Hmm - if this trend is leading to more easily funded startups, with people working out of their homes, then how exactly does that "reverse the trend"? If distance and location end up mattering less, then cost would be one of the leading factors in any funding decision, seems to me. Not so, say the experts:

"Transforming the economics of software development completely transforms the rationales for outsourcing," Michael Schrage, a Massachusetts Institute of Technology researcher, wrote in the current issue of CIO magazine.

Given the argument being advanced in this article, I don't see how. If I can hire people from anywhere, and they can build me a new application by mashing up pre-existing components using net APIs - why wouldn't I just go with the lowest cost provider of the programming expertise? Either Schrage hasn't thought that through, or the Times decided not to add his further thinking on the subject. As I read the article, that assertion makes no sense.

Ultimately, what puts the larger vendors at risk isn't the web, or Ajax, or software components - it's a couple of different things. In the case of Microsoft, it's simply their size, and the way they've been building software. By trying to bundle everything into Windows, they've created a huge, unmaintainable ball of mud that no one understands. Realistically, they need to do what Apple did with OS X - throw it all away and start over. I'm not sure that they have the intestinal fortitude to do that though, and they'll end up suffering for that.

Sun? Their problem is even simpler. By introducing Java a decade ago, they commoditized their entire market. Sun's business was built off selling proprietary hardware at profitable prices. What Java did was destroy most of the rationale for buying Sun hardware.
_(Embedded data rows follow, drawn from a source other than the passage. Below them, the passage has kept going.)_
Issue #2513, opened 2026-08-25
Rework the "Warnings" tab


PavelBal:
We have so many different types of warnings shown in this tab, that it would make sense to either

1) introduce a category for warnings so they can be filtered by it, or
2) Have different tabs for different types of warnings.

PR #2515, opened 2026-08-25
Fixes #2511 Add tooltip to "Warn for non-finite quantities" option

### LINKED ISSUE #2511: Add tooltip to "Warn for non-finite quantities"
Image

rwmcintosh:
## Summary

Fixes #2511. The **Warn for non-finite quantities** option on the *General* tab of the Options dialog gave no hint about what it checks or when it runs. It now has a tooltip:

> Show a warning for each quantity whose value is NaN or infinite at time t=0.
> The check is performed when a simulation is created and each time it is run.

The wording follows what the setting actually drives — `SimulationQuantityValueWarningTask.WarnForNonFiniteQuantities` in Core walks all `IQuantity` children of the model root and raises a warning for each NaN and each infinite value. It is invoked from two places: `ModelConstructor` during simulation creation, and `SimulationRunner` before each run.

### DIFF
--- a/src/MoBi.Assets/ToolTips.cs
+++ b/src/MoBi.Assets/ToolTips.cs
@@ -20,7 +20,7 @@ namespace MoBi.Assets
       public static readonly string AddToProject = "Save as a new building block in project.";
       public static readonly string ResetParameterToolTip = "Reset parameter to default";
       public static readonly string SaveSimulationSettingsToolTip = "Save current simulations settings as template into project or user profile. These settings will be used as default settings for each newly created simulation.";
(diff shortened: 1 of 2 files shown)


rwmcintosh:
@coderabbitai review please

Yuri05 (approved):

Yuri05:
@rwmcintosh @PavelBal @msevestre LGFM
However, be aware that e.g. non-floating molecules (enzymes, metabolites, complexes) are **always** created with some global parameters set to NaN - so the warning will be always triggered here. Not sure what's the best way to deal with this.
image

PavelBal:
@Yuri05 Yes I think we should rework how (and where) we show warnings https://github.com/Open-Systems-Pharmacology/MoBi/issues/2513

Issue #2519, opened 2026-08-25
Add a --cores option to MoBi.CLI to control the degree of parallelism


rwmcintosh:
**TL;DR** — MoBi.CLI always uses `ProcessorCount − 1` cores for its parallel work (running simulations during snapshot loads, and model construction once #2424 lands) with no way to override it. Add a `--cores <n>` option so callers can control it — in particular the QualificationRunner, which spawns one MoBi.CLI process per MoBi project and will pass `--cores 1` so that parallelism is managed at the process level.

### Summary

The CLI host hardcodes its degree of parallelism at bootstrap (`MoBi.CLI.Core\MinimalImplementations\CoreUserSettings.cs:14`):

```csharp
public int MaximumNumberOfCoresToUse { get; set; } = Math.Max(Environment.ProcessorCount - 1, 1);
```

No MoBi.CLI verb exposes an option to change it. This one value drives:

- the parallel simulation runs during snapshot/project loads (`ProjectMapper.runParallelSimulations`),
- parallel model construction during snapshot loads (#2424),
- the batch simulation update (#2189, UI host uses the user setting instead).

When the QualificationRunner processes MoBi projects it spawns MoBi.CLI processes, so the same nested oversubscription applies as on the PK-Sim side: N concurrent processes × (cores − 1) workers each.

### Proposed work

- Add a `--cores <n>` option (n ≥ 1) to the shared CLI command base so every verb accepts it.
- When provided, set `ICoreUserSettings.MaximumNumberOfCoresToUse` after container initialization, before the runner starts.
- When absent, keep the current default (`ProcessorCount − 1`).

### Note on MoBi.R

`MoBi.R` registers this same `CoreUserSettings` class as a singleton (`RRegister.cs`), so R sessions inherit the `ProcessorCount − 1` default with no way to change it either. An R-facing setter is a natural follow-up but out of scope here.

### Design decision (agreed 2026-08-25)

Parallelism gets exactly one owner per level: the QualificationRunner manages process-level fan-out and passes `--cores 1` to each child; a standalone CLI invocation owns the whole machine by default. See the companion issues below.

### Companion issues

- PK-Sim side: Open-Systems-Pharmacology/PK-Sim#3711
- QualificationRunner side: Open-Systems-Pharmacology/QualificationRunner#189
- Motivation/measurements: Open-Systems-Pharmacology/PK-Sim#3710

PR #2520, opened 2026-08-25
Fixes #2424 Parallelize simulation model construction during snapshot load

### LINKED ISSUE #2424: Parallelize simulation model construction during snapshot/project load
### Summary

When a project is loaded from a snapshot, each simulation's model is **rebuilt sequentially**. In `ProjectMapper.MapToModel`:

```csharp
foreach (var x in projectSnapshot.Simulations)
{
   try
   {
      var simulation = await _simulationMapper.MapToModel(x, simulationContext);  // one at a time
      addSimulations(project, simulation);
      simulationContext.NumberOfSimulationsLoaded++;
   }
   catch (Exception e) { _logger.AddException(e); }
}
```

and `SimulationMapper.MapToModel` builds each one via `_simulationFactory.CreateSimulationAndValidate(...)` → `CreateModelAndValidate` → `_modelConstructor.CreateModelFrom`. For projects with many simulations this is the same per-simulation model-construction cost that motivated the parallel batch update in #2189 — but it runs serially here.

### Why this isn't already covered

The parallel path added in #2189 (`SimulationUpdateTask.ConfigureSimulationsInParallel`) is reachable **only** through the tree context-menu `UpdateSimulationUICommand` (single + multi select). The snapshot/project loading path does not use it.

Note: snapshot loading already parallelizes the simulation **run** (`ProjectMapper.runParallelSimulations` → `Parallel.ForEachAsync`), but only the solving — never the model **construction**.

### Proposed work

Apply the #2189 parallelism to the model-construction loop in `ProjectMapper.MapToModel`. The enablers are already in place:
- the thread-safe `ModelConstructor` (Open-Systems-Pharmacology/OSPSuite.Core#2887, the same one that made #2189 possible), and
- `IConcurrencyManager` (already used elsewhere for parallel runs).

### Things the parallel version must handle

The current `foreach` carries shared state that a concurrent version has to deal with:
- **`simulationContext`** mutable progress state — `NumberOfSimulationsLoaded` counter and the per-simulation `LoadingSimulation(name, N, M)` progress logging.
- **`addSimulations(project, …)`** mutates the project's simulation collection — needs to be thread-safe or marshaled.
- **`SimulationMapper.MapToModel` does more than construct the model** — charts, output mappings, output selections, parameter and scale-divisor updates — some of which touch shared context (`SnapshotContextWithSimulation`, `SimulationAnalysisContext`, observed data).
- **Per-simulation error isolation** — the current loop catches and logs per-simulation exceptions and continues; the parallel version must preserve that (a single bad simulation should not abort the whole load), mirroring the worker-level isolation used in `ConfigureSimulationsInParallel`.

### Context

Spun off from review of #2276 (the #2189 UI batch-update feature).

rwmcintosh:
Fixes #2424

> Requires OSPSuite.Core **13.0.165** (thread-safe `ModelConstructor` chain: Open-Systems-Pharmacology/OSPSuite.Core#2959, Open-Systems-Pharmacology/OSPSuite.Core#2965) — already referenced by this branch. Based on the merged #2522 prerequisite.

### What changes

- The per-simulation loop in `ProjectMapper.mapToModel` maps the first simulation alone (warming lazily initialized services), then the rest under `Parallel.ForEachAsync` bounded by `MaximumNumberOfCoresToUse`. Results are collected per index and committed to the project sequentially in snapshot order, preserving per-simulation error isolation. Because the same private `mapToModel` serves `MapToModel` and `MapToModelAndExportInputs`, this covers the UI snapshot load, the CLI `SnapshotRunner`, the qualification runner and MoBi.R in one change.
- The snapshot `SimulationMapper` suppresses `ShowProgress` only while the model is constructed (the core progress stream would interleave across parallel constructions) and restores the captured value on the configuration the simulation keeps — a snapshot-loaded simulation behaves like one loaded from a project file. The load reports its own progress: "Loading N simulations…", then "Simulation 'X' loaded (k/N)" per completion.
- Failures are named and accounted: a simulation that cannot be loaded logs the failing simulation, a snapshot referencing a module not in the project fails with a `MoBiException` naming the module (instead of an incidental `NullReferenceException`), and a load that lost simulations logs an "Only k/N simulations loaded" warning.
- `SimulationFactory` resolves its per-operation `ICloneManagerForBuildingBlock` per call instead of injecting a shared instance — the clone manager holds per-operation formula caches, and this was the last stateful dependency preventing one factory instance from serving parallel workers (same pattern as the existing `SimulationUpdateTask` worker isolation).
- `ServerGarbageCollection` is enabled for MoBi.exe and MoBi.CLI — parallel model construction is allocation-heavy and workstation GC stalls it. Measurements (PK-Sim side, same core construction path): Open-Systems-Pharmacology/PK-Sim#3710 — pure 60-simulation load 670 s sequential → 121 s parallel with server GC, and 9.2× vs the shipped release in the GUI.

### Behavior change

A qualification run whose snapshots silently lose a simulation now exits non-zero: the per-simulation failure logs an Error-level line naming the simulation, which the qualification verb's error counting picks up. Before this PR such a run reported success (an `OSPSuiteException`-class failure logged only a warning). The `snap` verb's exit code is unchanged.

### Tests

- Unit specs pin the progress suppression from both sides: the flag is `false` as seen by the factory during construction and the captured value (including `false`) is restored on the configuration the simulation keeps. Verified by mutation — removing either half fails its spec.
- A missing-module snapshot throws with the module name (unit spec), and the ProjectMapper failure spec asserts the surviving simulations keep the snapshot order, the log names the simulation and the missing module, and the partial-load warning fires — at `MaxDegreeOfParallelism = 4` so the parallel path actually runs.
- An integration spec loads four simulations sharing one 2,700-parameter module at DOP 4 and DOP 1 and compares the resulting models (entity paths, formula names and strings, dimensions, parameter values) plus entity-id uniqueness.
- All existing ProjectMapper integration specs (including the qualification input-export fixtures), SnapshotTask, CLI SnapshotRunner, SimulationFactory and DimensionValidator suites pass.

Related: `--cores` control for qualification workflows is #2519 / Open-Systems-Pharmacology/QualificationRunner#189 (children will run `--cores 1`).

### DIFF
--- a/src/MoBi.Assets/AppConstants.cs
+++ b/src/MoBi.Assets/AppConstants.cs
@@ -1503,6 +1503,8 @@ namespace MoBi.Assets
          public const string CreatingSimulation = "Creating...";
          public const string ConfiguringSimulation = "Configuring...";
          public const string UpdatingSimulation = "Updating...";
+         public static string LoadingSimulationsMessage(int simulationCount) => $"Loading {simulationCount} {"simulation".PluralizeIf(simulationCount)}...";
+         public static string SimulationsLoadedMessage(int loadedCount, int simulationCount) => $"{loadedCount}/{simulationCount} {"simulation".PluralizeIf(simulationCount)} loaded";
          public static readonly string AddParameter = "Add Parameter ";
          public static readonly string AddMolecule = "Add Molecule";
          public static readonly string LoadParameter = "Load Parameter ";
--- a/src/MoBi.Assets/AppConstants.cs
+++ b/src/MoBi.Assets/AppConstants.cs
@@ -1270,6 +1270,7 @@ namespace MoBi.Assets
          public static readonly string ErrorInFormula = "Error in Formula";
          public static readonly string AppliedMoleculeNotInProject = "Applied Molecule is not in Project";
          public static readonly string CouldNotCreateSimulation = "Unable to create the simulation. Please check warnings or errors in the notification view.";
+         public static string CannotLoadSimulation(string simulationName) => $"Cannot load simulation '{simulationName}'";
          public static readonly string TemplateShouldContainAtLeastOneCurve = "Template should contain at least one curve.";
          public static readonly string FrameworkExceptionOccurred = "An exception occurred";
          public static readonly string MergingSpatialStructuresIsNotSupported = "Merging Spatial Structures is not supported.";
@@ -1504,7 +1505,7 @@ namespace MoBi.Assets
          public const string ConfiguringSimulation = "Configuring...";
          public const string UpdatingSimulation = "Updating...";
          public static string LoadingSimulationsMessage(int simulationCount) => $"Loading {simulationCount} {"simulation".PluralizeIf(simulationCount)}...";
-         public static string SimulationsLoadedMessage(int loadedCount, int simulationCount) => $"{loadedCount}/{simulationCount} {"simulation".PluralizeIf(simulationCount)} loaded";
+         public static string SimulationsLoadedMessage(string simulationName, int loadedCount, int simulationCount) => $"Simulation '{simulationName}' loaded ({loadedCount}/{simulationCount})";
          public static readonly string AddParameter = "Add Parameter ";
          public static readonly string AddMolecule = "Add Molecule";
          public static readonly string LoadParameter = "Load Parameter ";
--- a/src/MoBi.Assets/AppConstants.cs
+++ b/src/MoBi.Assets/AppConstants.cs
@@ -1271,6 +1271,7 @@ namespace MoBi.Assets
          public static readonly string AppliedMoleculeNotInProject = "Applied Molecule is not in Project";
          public static readonly string CouldNotCreateSimulation = "Unable to create the simulation. Please check warnings or errors in the notification view.";
          public static string CannotLoadSimulation(string simulationName) => $"Cannot load simulation '{simulationName}'";
+         public static string ModuleNotFound(string moduleName) => $"Module '{moduleName}' not found in project";
          public static readonly string TemplateShouldContainAtLeastOneCurve = "Template should contain at least one curve.";
          public static readonly string FrameworkExceptionOccurred = "An exception occurred";
          public static readonly string MergingSpatialStructuresIsNotSupported = "Merging Spatial Structures is not supported.";
@@ -1506,6 +1507,7 @@ namespace MoBi.Assets
          public const string UpdatingSimulation = "Updating...";
          public static string LoadingSimulationsMessage(int simulationCount) => $"Loading {simulationCount} {"simulation".PluralizeIf(simulationCount)}...";
          public static string SimulationsLoadedMessage(string simulationName, int loadedCount, int simulationCount) => $"Simulation '{simulationName}' loaded ({loadedCount}/{simulationCount})";
+         public static string OnlySomeSimulationsLoadedMessage(int loadedCount, int simulationCount) => $"Only {loadedCount}/{simulationCount} {"simulation".PluralizeIf(simulationCount)} loaded";
          public static readonly string AddParameter = "Add Parameter ";
          public static readonly string AddMolecule = "Add Molecule";
          public static readonly string LoadParameter = "Load Parameter ";
--- a/src/MoBi.Assets/MoBi.Assets.csproj
+++ b/src/MoBi.Assets/MoBi.Assets.csproj
@@ -22,9 +22,9 @@
   </ItemGroup>
 
   <ItemGroup>
-    <PackageReference Include="OSPSuite.Assets" Version="13.0.164" /> 
-    <PackageReference Include="OSPSuite.Assets.Images" Version="13.0.164" />
-    <PackageReference Include="OSPSuite.Core" Version="13.0.164" />
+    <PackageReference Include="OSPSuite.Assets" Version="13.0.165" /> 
PR #2517, opened 2026-08-25
Fixes #2514 Allow deletion of the MoleculeProperties container

rwmcintosh:
Fixes #2514

Follow-up to #2504. `Delete` was suppressed for every container whose name is "special" (`ContextMenuFor.InitializeWith` returns early for `MoleculeProperties` and `Neighborhoods`), so the only way to remove a `MoleculeProperties` container was to switch its parent to `Logical`.

`Delete` is now offered for any `MoleculeProperties` that has a parent container — under a physical parent, under a logical parent, and inside a neighborhood. It routes through the normal `RemoveCommandForContainer`, so the usual confirmation dialog, diagram cleanup and undo all apply.

## Summary by CodeRabbit

- **New Features**
  - Added a Delete option for eligible molecule-properties containers that have a parent container.
  - Added support for displaying this option across physical, logical, neighborhood, and global spatial-structure contexts.

- **Bug Fixes**
  - Corrected context menus for special-name containers so applicable deletion actions are available.

- **Tests**
  - Added coverage verifying Delete menu behavior for supported container types and scenarios.

PR #2521, opened 2026-08-26
Fixes #2512 Do not create the global MoleculeProperties container by default

### LINKED ISSUE #2512: Do not create `MoleculeProperties` container by default in a new SS-BB
When creating a new Spatial Structure Building Block, the `MoleculeProperties` container is added automatically. This should be avoided, so the `Overwrite` mode does not remove the molecule properties of the previous containers.

Instead, offer an action to add this container to the top level.

rwmcintosh:
A new spatial structure no longer carries an empty global `MoleculeProperties` container, so it stops overwriting the ones defined by previous modules when the module merge behavior is `Overwrite`. The container is no longer created by `SpatialStructureFactory` in Open-Systems-Pharmacology/OSPSuite.Core#2961, and `SpatialStructureMerger` already skips it when it is `null`.

In its place:
- **Add** — `AddMoleculeProperties` on the spatial structure root context menu, offered only while the container is absent.
- **Delete** — on the container's own node, wired to a dedicated command. It plugs into the `AddMenuItemsForSpecialName` hook from #2517, which deliberately left the global container out because the generic remove would have dropped the tree node without removing the data.

Both are undoable (`AddGlobalMoleculePropertiesCommand` / `RemoveGlobalMoleculePropertiesCommand`), and `HierarchicalSpatialStructurePresenter.entityIsInSpatialStructure` now recognises the global container so the tree refreshes on add and remove.

Also fixes two null paths that a spatial structure without the container would have hit: `ParameterResolver.resolveMoleculePropertiesInSpatialStructure` and `HierarchicalSpatialStructurePresenter.InitializeWith`.

Bumps OSPSuite.Core to 13.0.161, which this depends on.

Fixes #2512

## Summary by CodeRabbit

* **New Features**
  * Added the ability to create and remove global molecule-dependent properties for spatial structures.
  * Added context-menu actions for managing these properties, including confirmation before removal.
  * Spatial structure views now display global molecule properties when available.

* **Bug Fixes**
  * Improved handling of spatial structures without global molecule properties, preventing empty or invalid tree entries.
  * Safely handles missing global molecule properties during parameter resolution.

* **Tests**
  * Added coverage for creation, removal, cancellation, duplicate prevention, and spatial structure display behavior.

### DIFF
--- a/src/MoBi.Assets/MoBi.Assets.csproj
+++ b/src/MoBi.Assets/MoBi.Assets.csproj
@@ -22,9 +22,9 @@
   </ItemGroup>
 
   <ItemGroup>
-    <PackageReference Include="OSPSuite.Assets" Version="13.0.160" /> 
-    <PackageReference Include="OSPSuite.Assets.Images" Version="13.0.160" />
-    <PackageReference Include="OSPSuite.Core" Version="13.0.160" />
+    <PackageReference Include="OSPSuite.Assets" Version="13.0.161" /> 
+    <PackageReference Include="OSPSuite.Assets.Images" Version="13.0.161" />
+    <PackageReference Include="OSPSuite.Core" Version="13.0.161" />
   </ItemGroup>
 
   <ItemGroup>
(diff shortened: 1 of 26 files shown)


rwmcintosh:
@coderabbitai review please

Yuri05 (approved):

Why buy from Sun when you can "deploy anywhere"? When Sun wonders why commodity intel boxes have overtaken them on the server side, they can have a look at the Java division for their answer.

As to IBM, they've adapted to the emerging software trends better than either MS or Sun. They had the disease that Microsoft is suffering from in the 80's, and they seem to have learned from that painful experience.

So is this a new world of software components that "changes everything"? I don't think so. During the 90's, Microsoft Windows was the OS on the vast majority of desktops, and they crreated a working component model - COM. A large set of components emerged that could be wired together by end developers building Windows applications. Which is to say, we've been here before.